Are you using XMP/DOCP? I would avoid using that in general, as it's based on the Intel spec for the RAM.
Also, did you set the Voltage to 1.35V?
And as above, did you update the UEFI to the latest version?

Not seen anyone else here with 64GB before, so not sure how 4x 16GB works, but I have no problem with 4x 8GB using Hynix CJR chips. Dual rank and four modules might be a problem at higher speeds though, with higher speeds being anything over 3200MHz.


----------



## Koolhass (May 17, 2020)

First of all, thank you very much for all your responses friends. I use 64 gb of ram because I use the computer a lot to work, and the programs I use demand a lot of RAM.  The fastest QVL sticks were the ones i bought.


I already updated my BIOS to the latest (Version 1407 of 2020/04/07)

I tried with D.O.C.P. (lasted a day "stable", restarted everytime i turned off the PC. Later, won't even boot (without corrupting OS)

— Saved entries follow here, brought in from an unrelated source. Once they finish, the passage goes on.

Issue #3307, opened 2026-09-03
Compute-image writeback is 61% CPU re-tiling and 31% write-watch registration — answering #3149's open question


mattias800:
## Summary

#3149 ended by naming its own next step:

> *"Next step is to establish which of those two directions the block copier is running in per
> dispatch — input detile or result re-tile — and whether a dispatch whose result is unchanged still
> pays for it."*

**It is the result re-tile**, and it is 61% of compute-image writeback time.

## Measured

Stray title screen (`PPSA02101`), `origin/main` `fc21d46ca`, `reach-title-hold.pad`,
`PROSPER_NULL_PAGE=1`, 3840x2160, `PROSPER_COMPUTE_IMAGE_TIMING=1`. Aggregated over **4,291
`[compute-image-writeback]` records**:

| stage | total | share |
| --- | --- | --- |
| **`layout_ms`** | **2794.2 ms** | **61%** |
| **`watch_ms`** | **1417.1 ms** | **31%** |
| `cache_ms` | 286.7 ms | 6% |
| `pack_ms` | 66.0 ms | 1% |
| `notify_ms` / `map_ms` / `prepare_ms` | 17.4 ms | ~0% |
| total | 4584.6 ms | |

By program:

| program | writeback total | n | mean |
| --- | --- | --- | --- |
| `0x30112e0000` | 1405.2 ms | 325 | 4.324 ms |
| `0x300bc70000` | 1230.1 ms | 976 | 1.260 ms |
| `0x3011300000` | 1228.1 ms | 321 | 3.826 ms |
| `0x300dfa0000` | 620.1 ms | 648 | 0.957 ms |

`layout_ms` is the span from `pack_done` to `layout_done` at `live_compute.cpp:10085-10115` — the
`tile_surface` / `tile_surface_level` calls that convert the linear compute result **back into the
guest's tiled layout**. That is the `parallel_rows<sw64kb_copy<...>>` and `__memmove_avx512` cost
#3149 saw in `perf`, now attributed to a direction and a stage.

## Why this is worth acting on

The title screen renders at **9.76 fps** (F8 capture, 5.02 s window at t=175 s). `gpu-device` is
232.5 ms of that window — **~5%** — so the GPU is idle and the frame is host-bound. Compute is
1981.5 ms and renderer-resource 1895.5 ms, i.e. two nearly equal halves rather than one hot spot.

`watch_ms` at 31% is the second target and has had no attention: that is guest-write-watch
[...]

Issue #1710, opened 2026-08-01
Compute shaders read push constants that were never provided: the pipeline layout has no VkPushConstantRange and vkCmdPushConstants is never called


mattias800:
Found by the first-ever Vulkan validation pass over prosper's test suite (#1704). Two VUIDs, one
root cause, and it fires on **every** environment measured — Mesa 25.2.8 lavapipe (the CI runner's
exact driver) and RADV alike.

```
VUID-VkComputePipelineCreateInfo-layout-07987
  vkCreateComputePipelines(): pCreateInfos[0].stage SPIR-V (VK_SHADER_STAGE_COMPUTE_BIT) is using
  push constants, but no VkPushConstantRange were found in VkPipelineLayout ...

VUID-vkCmdDispatch-maintenance4-08602
  vkCmdDispatch(): Shader in VK_SHADER_STAGE_COMPUTE_BIT uses push-constant statically but
  vkCmdPushConstants was not called yet for pipeline layout ...
```

## Where

`prosper/frontends/shared/live_compute.cpp:5080`

```cpp
VkPushConstantRange push_range{};
if (!item.user_sgprs.empty()) {
    push_range.stageFlags = VK_SHADER_STAGE_COMPUTE_BIT;
    push_range.size = static_cast<uint32_t>(item.user_sgprs.size() * sizeof(uint32_t));
    plci.pushConstantRangeCount = 1;
    plci.pPushConstantRanges = &push_range;
}
```

The layout gets a push-constant range only when `item.user_sgprs` is non-empty. The recompiler,
however, emits the `PushConstant` storage-class block unconditionally for kernels that reference
user SGPRs (`prosper/src/gpu/rdna2_to_spirv.cpp:2184-2188`), so a dispatch whose `user_sgprs` vector
arrives empty gets a module that *statically reads* push constants through a layout that declares
none, and nothing is ever pushed.

## Why it matters

Reading a push constant that was never written is undefined. Whatever the kernel computes from
those user-SGPR values — a base address, a dispatch dimension, a resource index — is whatever the
driver happens to leave in that register file. This is the same shape as #1690: correct-looking on
the driver you tested, silently wrong data on the next one. `game_compute_exec` currently produces
8 such pipeline creations and 20 such dispatches per run.

## Suggested fix

Decide the contract at one place instead of two: either the recompiler reports the push-constant
size it emitted and `live_compute` always creates a range matching it (pushing zeros when
[...]

PR #3317, opened 2026-09-04
perf(compute): pool the per-dispatch full-surface intermediates, and name what layout_ms/watch_ms really are

mattias800:
## The problem

[#3307](https://github.com/mattias800/prosper/issues/3307) measured Stray's compute-image writeback
and named two targets, `layout_ms` (61%) and `watch_ms` (31%). Both were re-measured here against
standalone micro-benchmarks of the exact code they run, and **neither can be made faster** — but a
third cost, invisible to that measurement because it lands in `setup` rather than writeback, can.

[#3309](https://github.com/mattias800/prosper/pull/3309) found that two thirds of the *graphics*
texture materializer's cost was the allocator rather than the decode, and pooled its intermediates.
**The compute path was still doing exactly the same thing**, at the same sizes, on the same
surfaces.

`live_compute.cpp` gave every dispatch a fresh `make_unique_for_overwrite<uint8_t[]>` for each
full-surface intermediate: the linear buffer a tiled storage image is detiled into before it is
seeded, the one a non-exact writeback is packed through, and the two on the sampled upload path.
Stray's dominant storage geometry is 3840×2160 at 8 bytes per texel — **63.3 MiB**, past glibc's
32 MiB mmap threshold, so each is an `mmap`, 16,384 page faults as the detile touches it, and a
`munmap`.

Measured on this machine (Strix Halo), allocate-and-fill against fill-into-a-retained-buffer:

| extent | fresh alloc + fill | reused + fill | penalty |
| --- | --- | --- | --- |
| 4 MiB | 0.107 ms | 0.077 ms | 0.031 ms |
| 16 MiB | 0.644 ms | 0.459 ms | 0.185 ms |
| **33 MiB** | **7.371 ms** | **1.413 ms** | **5.958 ms** |
| **64 MiB** | **14.396 ms** | **3.117 ms** | **11.279 ms** |

The cliff between 16 and 33 MiB is glibc's dynamic `M_MMAP_THRESHOLD`, whose cap is 32 MiB: below it
the heap recycles the block, above it every allocation is a fresh mapping.

On the dominant geometry Stray's storage-gate census reports `seed_skip=2469` of `evaluated=4879`,
so roughly **half of those bindings seed** — and each seed is one of these allocations.

## The approach

`ScratchBuffer` in `decode_scratch.hpp` is a pooled stand-in with the same shape as the
`std::unique_ptr<uint8_t[]>` these sites used (`get()` is null until one `reset()`), so **every
existing `.get()` at the call sites is unchanged** and the diff is the allocation line only.

**The `zero_fill` argument is the contract, and it is the one thing here that could be got wrong
silently.** `make_unique_for_overwrite` leaves the bytes indeterminate — but at these sizes those
bytes are *fresh kernel pages* and therefore read as zero, so a call site can depend on zeroing it
never asked for. A pooled buffer holds the previous tenant instead. So:

- **storage seed** — zeroes when either the detiler cannot cover its destination for this element
  size (`detile_writes_whole_destination`, the 64 KiB fallback that memcpys a bounded prefix), or
  the allocated extent is `volume_texels`, which counts **six** cube slices while the only branch
  that shape reaches fills one.
- **BCn block-detile** — zeroes on the same detiler predicate; its layer loop covers the extent.
- **sampled upload** — always zeroes. Its branches fill a `sampled_layers`-slice prefix that is not
  always the whole `volume_texels` extent.
- **writeback pack** — never zeroes. Both fills run over all `texels` by construction.

## The fail-visible arm

`PROSPER_DECODE_SCRATCH_POISON=1` fills every lease with `0xCD` before handing it out, so a call
site that silently depended on the incidental zeroing fails loudly instead of producing wrong
pixels. Registered as `game_compute_exec_scratch_poison` against the real compute backend, which
executes the storage seed/writeback path including a `PARTIAL-COVERAGE` binding.

**Stated rather than buried: that arm does not discriminate at the sampled site.** Flipping the
sampled path's `zero_fill` to `false` and re-running it leaves all three `game_compute_exec` arms
green, so its fixtures do not reach a shape whose sampled fill is short. That is why the sampled
site takes the zero unconditionally — the conservative direction cannot be wrong — rather than on a
predicate the suite cannot check.

## What `layout_ms` and `watch_ms` actually are

Recorded in `STRAY_STATUS.md`'s `## Ruled out`, because #3307 attributed both wrongly:

- **`layout_ms` is the CPU re-tile running at memory-bandwidth speed.** At Stray's geometry
  (3840×2160, bpe 8, tile mode 27 = `SW_64KB_R_X`) `tile_surface` is **1.83 ms best / 2.21 ms
  mean**, against **2.75 ms** for a single-threaded `memcpy` of the same 63.3 MiB — it moves 127 MiB
  of traffic faster than one core copies 63. It is already threaded over block rows (7.77 ms at one
  thread, 1.69 ms at eight), and its bpe=8 AVX2 inner loop already stores the longest contiguous run
  the swizzle permits: consecutive `x` differ only in address bit 3, and `x+2` jumps to bit 5, so
  16 bytes is the maximum and the code stores 16. **It can only be reduced by re-tiling fewer
  surfaces.**
- **`watch_ms` is not the per-page index walk** — that loop, one `pages_by_addr.find` per 4 KiB plus
  the hit vector and generation bumps, was modelled exactly and costs **0.05 ms per 64 MiB when
  every page in the range is watched**, 0.0035 ms when none is, against a measured mean of 0.33 ms.
  **That is the only half of this that is established.** An earlier revision of this PR recorded, as
  fact, that the stage is the `mprotect` `set_pages_armed` issues (0.39 ms idle / 0.63 ms loaded per
  64 MiB — numbers that stand, and that fit the mean). **It is retracted to a hypothesis**: those
  were measured standalone, and nobody has yet measured whether that call happens inside the span.
  Two other candidates are live — the notification blocking on the one global state mutex, which
  `query()` holds while walking a whole registration (89,938 queries over 193,248 watched pages on a
  live run), and the poison-coverage scan that shares the span.

New `GuestWriteWatchStats` fields decide it: `host_write_notifies` / `host_write_no_alias` /
`host_write_pages_hit`, `lock_contended`, and the machinery's total protection calls and bytes,
printed by `PROSPER_RENDER_TIMING`'s existing `write_watch` line. The third candidate needs **no
code at all** — every `[compute-image-writeback]` record already prints `poison=`, so re-aggregating
an existing `PROSPER_COMPUTE_IMAGE_TIMING` log by that field settles it for free, and that is the
cheapest thing to do first.

- **Affected:** every compute dispatch that stages a full-surface intermediate — storage seed,
  sampled upload, BCn decode, non-exact writeback pack. Also every `mprotect` the write-watch issues
  (two relaxed atomic increments).
- **Unaffected:** the writeback's dominant path on Stray takes `tile_mapped_bytes`, which allocates
  nothing and is untouched. No skip is added and no work is elided: this changes where bytes are
  staged, never which bytes are produced.
- **Memory:** `DecodeScratchPool` is thread-local with the existing 512 MiB budget and a 4-buffer
  cap, and the compute path holds at most one lease at a time. Compute and the renderer share one
  pool when they share a thread.

## Risks

- A call site that depended on the fresh mapping's zeros would now read the previous tenant. This is
  the whole reason for `zero_fill` and for the poison arm; the residual is the sampled site, handled
  by always zeroing.
- `PROSPER_DECODE_SCRATCH_MB=0` restores the pre-pool behaviour exactly, and
  `decode_scratch_no_retention` asserts the complement of the default arm so neither can pass by
  accident.

## Verification

Linux, `df1bbae32` + this branch, built in the `ps5ys` container.

```
cmake --build prosper/build-linux -j4              -> exit 0
ctest --no-tests=error -j4                         -> 360/360 passed, exit 0, 0 skipped
python3 prosper/tools/env/check_diag_gates.py --selftest ; ... check_diag_gates.py prosper   -> exit 0, 0
python3 prosper/tools/output/check_ascii_output.py prosper                                   -> exit 0
python3 prosper/tools/env/check_env_numeric_arms.py prosper                                  -> exit 0
        --baseline <origin/main> prosper/docs/GAME_COMPAT_ORCHESTRATION.md                   -> exit 0
git ls-files '*.md' -z | xargs -0 python3 prosper/tools/docs/check_numbered_table.py         -> exit 0
git diff --check                                                                             -> exit 0
```

**Mutation arms, by exit code** (each applied to the source, rebuilt, then reverted):

| mutation | `ctest -R decode_scratch` |
| --- | --- |
| none | **0** (3/3 passed) |
| `ScratchBuffer::reset` leases from a private non-retaining pool instead of the shared one | **8** (2 failed) |
| `zero_fill` ignored | **8** (2 failed) |

| mutation | `ctest -R game_compute_exec` |
| --- | --- |
| none | **0** (3/3 passed) |
| sampled site's `zero_fill` flipped to `false` | **0** — the arm does not reach that shape; see above |

No snapshots were run: the change stages bytes differently and produces the same bytes, and no
route-level evidence was collected for it.

## Not measured live

**This PR carries no live fps number.** The GPU is held by another consumer, so the allocation cost
is established by micro-benchmark of the exact allocation shape, not by a run of the title. The
requested A/B is in the issue thread.

Refs #3307
Refs #2883

## The four live measurements (run by the coordinator, 2026-09-04)

**1. Phase timing confirms the redirection, decisively.** Over 62,556 dispatches:
`setup_ms` **51,062.6 ms** against `writeback_ms` **46,775.3 ms** (`writeback_images_ms` 45,513.8,
`setup_buffers_ms` 3,830.9, `setup_validate_ms` 628.9). Setup is the larger half, ~46.6 s of it in
the image path, and only `writeback_*` had ever been quoted.

**2. The A/B on this PR is NULL.** Three arms against two of `main`:

| build | arms | rendered fps | mean |
| --- | --- | --- | --- |
| `origin/main` | 2 | 8.76, 9.75 | 9.25 |
| this PR | 3 | 8.96, 9.23, 10.06 | 9.42 |

Ranges overlap. **The pooling does not move the frame rate on this route, and no fps claim is
attached to this PR.**

That is consistent with the benchmark rather than against it, and the same run says why: the
image-source snapshots average **19.5 MiB** and the write-watch registers **193,248 pages across 86
registrations, ~8.8 MiB each**. The dominant surfaces are under glibc's 32 MiB `M_MMAP_THRESHOLD`
cap, where the measured penalty is **0.185 ms at 16 MiB** rather than 11.279 ms at 64 MiB — the
dynamic threshold adapts upward after the first free at 19.5 MiB and never can at 63.3 MiB. **So the
change is worth roughly 60x less on this route's population than on the 4K surface that motivated
it.** It is still the correct shape and it still removes the large cost where the large surfaces
occur; it is simply not this route's bottleneck. `main` alone spans 11% across two arms, so no
single-arm fps comparison on this route is evidence.

**3. Falsified my `mprotect` reading — see the retraction above, and instrument trap 256.**

**4. The volume that is actually left**, from the same run: `snapshots=13001 253284.7 MiB`, of which
`rmw=7945 181066.4 MiB`. **247 GiB of full-surface image-source copying, 176.8 GiB of it
read-modify-write** — the same population as #3307's 21 `PARTIAL-COVERAGE` bindings at a uniform
~0.75 poison-survival ratio. ~113 MiB per frame, ~1 GiB/s at 9 fps; 30 fps would need ~3.4 GiB/s.
**A volume problem, not a per-call cost problem**, which is exactly why pooling the allocator
changed nothing. Recorded in `STRAY_STATUS.md`; it is the next lever, together with making
`import_live_compute_storage_image` hit.

## CI

All required checks green: Contribution shape, Docs, Linux, Linux App, Linux App Package, macOS App
(SDL3 + MoltenVK), macOS (x86_64 / Rosetta 2), Windows App, Windows MinGW — 9 success, 0 failure
(Progress tracker and Publish Release skipped as usual).

The first head failed one check and it is worth naming, because it is the ledger working as designed
rather than a defect: `game_compute_exec_scratch_poison` runs the same fixtures as its two siblings,
so it reported the same two already-deferred push-constant VUIDs (#1710) — and `tools/vkval` scopes
a deferral to the tests it was *measured* in, deliberately, because several of those ids are
catch-alls. The second commit adds the new arm to those two ledger entries. Same defect, same issue,
one more test name; no new suppression.

Head `5a7f7f1f0` adds the retraction, the two field renames and the contention counter. This PR
touches a numbered table (instrument trap 256), so **run `prosper/tools/docs/check_merge_result.py`
immediately before merging** — a green `Docs` job describes a merge that may no longer exist.


mattias800 (commented):
# Independent review of #3317 @ `5a7f7f1f0` — **REJECTED**

Two blocking findings, both in the durable record rather than in the code. **The code is verified
correct** — I derived the zero/fill coverage per site per branch rather than taking the list in the
body, and found no path on which a consumer can read an unwritten byte of a pooled buffer. I will
approve on a head that fixes B1 and B2; nothing else here needs to change to merge.

No GPU was used. Gates were re-run on this head in a detached worktree (results at the end).

---

## What I verified by hand — the four `zero_fill` sites

This is the whole review, so the derivation is stated rather than asserted. In each case I traced
every branch that can write the lease and every consumer that can read it.

### Site 1 — storage seed, `live_compute.cpp:7667-7684`

`zero_fill = !one_branch_fills_the_extent || !detile_writes_whole_destination(r->tile_mode, guest_texel)`.

The enclosing storage branch is guarded at `:7487` by
`if (r->tile_mode && !tile_mode_is_tiled(r->tile_mode)) skip_image(...)`, so a non-zero `tile_mode`
here is always a real tiled mode. Extent is `linear_guest_bytes = volume_texels * guest_texel`;
consumers are `storage_unpack_range` / the exact memcpy (both over `texels`) and, under
`poison_verify`, `bi.seed_linear.assign(unpack_source, unpack_source + linear_size)` — so the full
extent is read.

| branch | fill | covers extent? |
| --- | --- | --- |
| `seed_skip` / `seed_from_imported` | — | `linear_size == 0`, no lease |
| `renderer_owned` | — | not allocated; source is `live_target.pixels` |
| `tile_mode && dim_3d && depth>1` (`:7702`) | `detile_volume` | yes, or returns false → `skip_image` + `break`, lease unread. `sw64kb_rx_volume_copy` / `s3_volume_copy` write every `(z,y,x)` (memcpy or memset); their `el == UINT32_MAX` early-outs return **false**, not a short write |
| `dim_2d_array && depth>1` (`:7709`), untiled | per-layer row memcpy | exactly `linear_slice` per layer × `r->depth` |
| …, `in_mip_tail` | `detile_surface_level` | see below |
| …, else | `detile_surface` | the predicate's declared domain |
| `tile_mode && in_mip_tail` (`:7740`) | `detile_surface_level` | see below |
| `tile_mode` (`:7747`) | `detile_surface` | predicate's domain |

The `*_level` variants resolve to `detile_elements_level` (`tile.cpp:1860`), and the answers happen
to coincide with the predicate at every element size: untiled → memcpy + memset of the tail (full);
`Sw256BS` → `sw256_copy` iterates every `(x,y)` (full); 4 KiB → `sw4kb_level_copy` iterates every
`(x,y)` and `sw4kb_lookup` defaults rather than early-exiting (full, possibly with the wrong
pattern, which is a pre-existing separate matter); 64 KiB with an unsupported `bpe` →
`sw64kb_level_copy` returns **having written nothing**, and that is exactly the case where
`detile_writes_whole_destination` returns false and the caller takes the zero.

**Conclusion: no unwritten byte is reachable at site 1.**

### Site 2 — BCn block-detile, `live_compute.cpp:8097`

Extent `linear_slice * layers`; the `remap` loop covers all `layers` and each of the three fills
covers `linear_slice` (`detile_elements_level`, `detile_elements` — the predicate's second declared
entry point — or the untiled row memcpy). The consumer, `bc_decode_surface(..., linear_slice)` per
layer, reads exactly what was written. **Safe.**

### Site 3 — sampled upload, `live_compute.cpp:8153` (`zero_fill=true` unconditionally)

Safe by construction, and the zero is **genuinely load-bearing, not merely conservative**: this site
computes `bpt = cb * nc`, which can be 3, 6 or 12 for RGB layouts, and on a 64 KiB tile mode
`sw64kb_copy` then falls back to `memcpy(dst, src, min(n, tiled_bytes))` (`tile.cpp:765-769`), which
can stop short. So a real short-fill shape exists here.

I do not, however, reproduce the *reason* given in the comment at `:8159-8162`. `remap` is
`tile_mode || (cube_face_as_2d && layer_stride_bytes) || (dim_2d_array && depth>1)`, and every one
of those three disjuncts selects a branch below that fills `volume_texels * bpt`:
`cube_face_as_2d` implies `img_dim==3`, hence `!dim_2d_array` and `!dim_cube_stacked`, hence
`sampled_layers==1`, hence that one slice *is* the whole extent. The "cube stacked, untiled" case
the comment names cannot allocate at all — `dim_cube_stacked` makes `cube_face_as_2d` false and
`dim_2d_array` false, so with `tile_mode==0` `remap` is false. The conclusion (always zero) is
right; the stated reason is not the one that makes it right. Not blocking — the comment argues for
the safe side — but worth correcting, since the reason is what the next reader will reuse.

### Site 4 — writeback pack, `live_compute.cpp:9925` (`zero_fill=false`)

`storage_pack_range` / `storage_pack_texel` write `min(ncomp,4)` components at stride
`guest_texel = cb * nc`; `num_components` originates in `rdna2_buffer_format`
(`agc_shader_layout.cpp:198`) and is ≤ 4, so per-texel coverage is exact, and the format is gated by
`storage_pack_supported` at `:7494`. The exact-bytes path memcpys all `texels` via
`parallel_compute_texels`, whose range decomposition I checked covers `[0, count)` including the
`std::system_error` fallback. When `tile_mapped_bytes` is true nothing fills the lease — and nothing
reads it either, because `layout_source` then selects `native_texels`. **Safe, and the body's
"every fill below covers the whole extent" is accurate.**

### Confidence

**High that no consumer can read an unwritten byte of a pooled buffer**, on all four sites, on every
branch I could reach by construction. The residual is not a suspected hole but a maintenance one,
recorded as N4 below.

---

## Blocking

### B1 — the `watch_ms` `## Ruled out` row does not reflect the measurement that has since been posted, and the issue's newest comment says the opposite

`prosper/docs/STRAY_STATUS.md:919` ships "*nobody has yet measured whether that call happens in this
span at all*". This head was committed 2026-09-04 09:41 +0200 (07:41 UTC); #3307's comment at
**08:01 UTC** withdrew the falsification that row was written in response to, published the untruncated
line (`page_protect`'s predecessor at `18210 calls/429447.0 MiB`, `pages_hit=62103696`,
`host_write=55651`), and concluded "*the `watch_ms` attribution in #3317 stands*".

**I am not asking you to adopt that conclusion — I think the row's caution is right and the comment
over-reads.** `protect_calls` is process-global (`guest_write_watch.cpp:592`) and cannot be
attributed to a span; and `pages_hit` counts *index hits*, not protection changes, because
`protection_runs` skips any page whose protection already matches what is being asked
(`guest_write_watch.cpp:749`) — so a notify over already-disarmed pages issues zero `mprotect`s.
`lock_contended` did not exist in that run at all, so candidate 2 remains untouched.

But as it stands, master's doc and the issue's latest comment will flatly disagree with no
reconciliation, and the charter tells the next agent to read the doc first. Two sentences: cite the
numbers, and say why globals plus `:749` still do not isolate the span. Otherwise the correction
lives only in an issue comment, which is the failure mode `## Ruled out` exists to prevent.

### B2 — the null's explanation uses a **mean** to characterise a cost with a **step**, and the number cited does not support the conclusion

`STRAY_STATUS.md:250-256` (and the PR body) argue: snapshots average 19.5 MiB, which is under
glibc's 32 MiB cap, therefore "**The pooling is worth ~60x less on the population that dominates
this route**".

A mean is the wrong statistic when the cost function has a discontinuity inside the distribution.
253,284.7 MiB over 13,001 snapshots is equally consistent with, say, 3,000 allocations at 63.3 MiB
(190 GiB — most of the volume, and by your own table most of the *cost*) plus 10,001 averaging
6.3 MiB. The mean would still read 19.5.

Your own dominant-geometry census cuts the same way: `3840x2160 bpe=8 evaluated=4879 seed_skip=2469`
means roughly 2,410 seeds at 63.3 MiB; at the table's 11.279 ms that is **~27 s** against a
`setup_ms` total of 51,062.6 ms. If that were the real saving the A/B could not have come back null,
so *something* in the chain is wrong — and "the surfaces are mostly small" is only one of the
candidates. (Others: the micro-benchmark's tight-loop allocator behaviour does not reproduce in the
run; the census and the phase-timing run are different runs on different heads.)

The statistic that would settle it is the fraction of *leases actually taken* that exceed 32 MiB,
and the sites already know `linear_size` — a bucketed count behind the existing timing gate is
nearly free. Until then, state the explanation as a hypothesis. As written it will tell the next
lane "these surfaces are small, don't bother pooling", which may be exactly backwards.

---

## Non-blocking

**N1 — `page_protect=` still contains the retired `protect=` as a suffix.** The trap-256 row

I tried with manual settings (tried 3200 and 3000 mhz with RYZEN RAM calculator in Safe settings, boot to OS but restarts randomly)



Could be anything related to my BIOS has  Precision Boost in auto?

Do you recomend to make a Windows 10 image to start trying again with settings? I use the pc to work, so it's 3 hours reinstalling everything again.

i'm trying to fix it before sending the sticks to RMA. Regards!


----------



## mstenholm (May 17, 2020)

Did you try to increase the voltage to 1.36? What does HWInfo say for DRAM V?


----------



## birdie (May 17, 2020)

Koolhass said:


> Could be anything related to my BIOS has  Precision Boost in auto?



You *need* to start with resetting your BIOS to defaults. Make sure your modules are installed into the rights slots.

I'd also suggest raising the RAM voltage to 1.36V because it's just enough to run at higher than standard memory timings/speeds.

So, please start with enabling DOCP and setting this memory voltage.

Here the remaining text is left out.